Firstly, Maximum Likelihood (ML), Neighbor-Joining (NJ) and Maximum Parsimony (MP) methods were used to construct trees for the 55 Hypena specimens (additional details about tree building are provided in Appendix 2), and gene regions were analysed both separately (COI, COII, 28S rDNA, EF-1α and Wgl) and in combinations (mt + nDNA, nDNA, and mtDNA). Secondly, the five loci (COI, COII, 28S rDNA, EF-1α and Wgl) were analyzed individually with GMYC, BINs, jMOTU, and ABGD methods as described above. We further explored the intraspecific and interspecific variations within this closely related species group and calculated K2P sequence divergences for each gene and for the combinations using a perl script developed for this task61,62.

Multigene species delimitation - BPP analysis

We used multigene sequence data to delimit species with Bayesian software BPP v2.133. We generated a guide species tree using *BEAST63 using best-fit nucleotide substitution models (28S rDNA, COII, mt + nDNA, nDNA, and mtDNA, GTR + I + G; COI, GTR + G; EF-1α, TN93 + I + G; Wgl, TN93 + G) and strict clocks for all five loci. Analyses were run for 5 million generations (sampled every 50,000 generations, with parameters estimated over the final 1,000 generations) following a Yule process and a constant population size model.

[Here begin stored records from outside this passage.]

Issue #75, opened 2015-04-24
Support for exists keyword


cddr:
e.g.

```
exists ( select 1 from foo )
```

or

```
select *
   from foo
 where exists ( select 1
                           from bar where foo.id = bar.foo_id )
```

This guide species tree was then entered into BPP v2.133, with equal prior probabilities given to each alternative rooted species tree compatible with it. We assigned the prior τ0 G (2, 20000), with mean 0.0001, and θ G (2, 2000), with mean 0.001. For this step, we used two methods, these being with and without rjMCMC (Reversible-Jump Markov Chain Monte Carlo), and for each method we used two datasets for species delimitation - (i) full (all 5 loci) and (ii) nDNA only (3 loci). For the former method, that using rjMCMC, the two alternative rjMCMC algorithms and different fine-tune parameters gave the same results; final analyses were conducted using algorithm 0 with fine-tuning parameter e = 20; the posterior probability P is the probability of forming two distinct species. The second method, referred to as the “τ threshold” method for species delimitation, does not require the use of rjMCMC. This approach involves integrating over only the most complex model (the fully resolved guide tree) using constant dimensional MCMC, and using the posterior distribution of species divergence times to identify the species delimitations. The posterior probability P, that the divergence time between a pair of putative species is below a threshold value (determined by the species definition), is interpreted as the probability that the two groups form a single species, whereas 1 − P is the probability that they form two distinct species. Each method was run twice to confirm consistency. All analyses were run for 100,000 generations (sampling interval = 5) with a burn-in of 20,000 generations. Trees generated prior to stationarity were discarded as burn-in64, and results were summarized with a majority-rule consensus tree from the remaining trees from the four independent runs. Bayesian posterior probabilities (PP) were assessed at all nodes and clades with PP ≥0.95 were considered strongly supported65.

Morphometric delimitation of Hypena

For each Hypena specimen, right or left forewings and hindwings were dissected and mounted using standard techniques66,67. Slides were photographed and images imported into tps-UTILS 1.4368 to create tps files. 24 forewing and 17 hindwing homologous landmarks were positioned on wing venation nodes. Cartesian coordinates of landmarks were digitized with tps-DIG 1.4369. The effect of measurement error was assessed for 55 forewings that had been digitized twice through a Procrustes ANOVA of shape70. The measurement error was 0.0181% of the total variation for shape variables, and 0.0007% for centroid size. tps-Small71 was used to test whether observed variation in shape was sufficiently small that the distribution of points in tangent space gave a good approximation of their distribution in shape space. MorphoJ72 was used for principal component analyses (PCA).